_The task_.
Read the data, and whenever a line holds the word "heuristic", report that line.

Dataset entries:
======

PR #72, opened 2015-03-12
BetaDistribution: parameters alpha and beta need to be positive. 

snurkabill:
see https://en.wikipedia.org/wiki/Beta_distribution

### DIFF
--- a/optaplanner-core/src/main/java/org/optaplanner/core/impl/heuristic/selector/common/nearby/BetaDistributionNearbyRandom.java
+++ b/optaplanner-core/src/main/java/org/optaplanner/core/impl/heuristic/selector/common/nearby/BetaDistributionNearbyRandom.java
@@ -25,13 +25,13 @@ public class BetaDistributionNearbyRandom implements NearbyRandom {
     protected final BetaDistribution betaDistribution;
 
     public BetaDistributionNearbyRandom(double betaDistributionAlpha, double betaDistributionBeta) {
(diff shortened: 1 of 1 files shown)


optaplanner-core/src/main/java/org/optaplanner/core/impl/heuristic/selector/common/nearby/BetaDistributionNearbyRandom.java
```diff
@@ -25,13 +25,13 @@
     protected final BetaDistribution betaDistribution;
 
     public BetaDistributionNearbyRandom(double betaDistributionAlpha, double betaDistributionBeta) {
-        if (betaDistributionAlpha < 0) {
+        if (betaDistributionAlpha <= 0) {
             throw new IllegalArgumentException("The betaDistributionAlpha (" + betaDistributionAlpha
-                    + ") must be at least 0.");
+                    + ") must be positive.");
```
ge0ffrey: 0 is positive, so the error message is not accurate.
Note: 0 is also negative. 0 is not strictly positive. 0 is also not strictly negative. https://proofwiki.org/wiki/Definition:Strictly_Positive

Changing into "must be greater than 0", to avoid confusion.

snurkabill: nice point, ok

======

_Answer for this exercise_.
--- a/optaplanner-core/src/main/java/org/optaplanner/core/impl/heuristic/selector/common/nearby/BetaDistributionNearbyRandom.java
+++ b/optaplanner-core/src/main/java/org/optaplanner/core/impl/heuristic/selector/common/nearby/BetaDistributionNearbyRandom.java
optaplanner-core/src/main/java/org/optaplanner/core/impl/heuristic/selector/common/nearby/BetaDistributionNearbyRandom.java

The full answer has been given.